* AIM OF THE TASK
Every line holding the word "here" should be copied from the material.

* DATA SUPPLIED
PR #4882, opened 2024-06-08
perf: faster element deletion during matching

roelofvandijk:
`hasattr` is slow.

M3 Macbook
`PROFILE=0 python test/external/external_benchmark_schedule.py`
Before:
```
***** model forward in  16.69 ms
***** model schedule in   5.56 ms
***** model lower in 892.72 ms
```

After:
```
***** model forward in  16.70 ms
***** model schedule in   5.57 ms
***** model lower in 745.73 ms
```

### DIFF
--- a/tinygrad/codegen/uops.py
+++ b/tinygrad/codegen/uops.py
@@ -268,9 +268,11 @@ class UOpGraph:
           recurse_cnt += 1
         changed += recurse_cnt
         # NOTE: this changes UOp, so we have to delete caches
-        up.vin = tuple(rewrite(x) for x in up.vin)
-        if hasattr(up, "parents"): del up.parents
-        if hasattr(up, "cmp_tuple"): del up.cmp_tuple
+        up.vin = tuple([rewrite(x) for x in up.vin])
+        try: del up.parents
+        except AttributeError: pass
+        try: del up.cmp_tuple
+        except AttributeError: pass
         # replace with cached nodes
         if found:=self.nodes.get(key:=up.tuple()): return found
         self.nodes[key] = up


geohot:
What am I going to complain about about this PR?

tinygrad/codegen/uops.py
```diff
@@ -268,9 +268,11 @@ def rewrite(u:UOp) -> UOp:
           recurse_cnt += 1
         changed += recurse_cnt
         # NOTE: this changes UOp, so we have to delete caches
-        up.vin = tuple(rewrite(x) for x in up.vin)
-        if hasattr(up, "parents"): del up.parents
-        if hasattr(up, "cmp_tuple"): del up.cmp_tuple
+        up.vin = tuple([rewrite(x) for x in up.vin])
```
geohot, line 271: Answer btw is this line. Why is this changed? Is this faster? In what versions of Python is it faster.

roelofvandijk: In all 3.X versions AFAIK.

* because the list is fully consumed here, there is no benefit of early exit that a generator would offer
* generators can be more memory efficient in such cases, but incur a performance overhead

This matters at scale, let me make a different PR.
Anyway: should not have included that change here - apologies.

roelofvandijk:
Took out the LC into tuple.

tinygrad/codegen/uops.py
roelofvandijk: For builtins like `sum`, `max`, `min` a generator comprehension can be more memory efficient because a list comprehension would construct the whole output, while the builtins can process a generator comprehension one-by-one.

Those do comsume the generator completely as well, however, so LC can be faster in those cases as well.

In reality, for the small objects that are used here, I doubt it matters.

* ANSWER SECTION
* because the list is fully consumed here, there is no benefit of early exit that a generator would offer
Anyway: should not have included that change here - apologies.
In reality, for the small objects that are used here, I doubt it matters.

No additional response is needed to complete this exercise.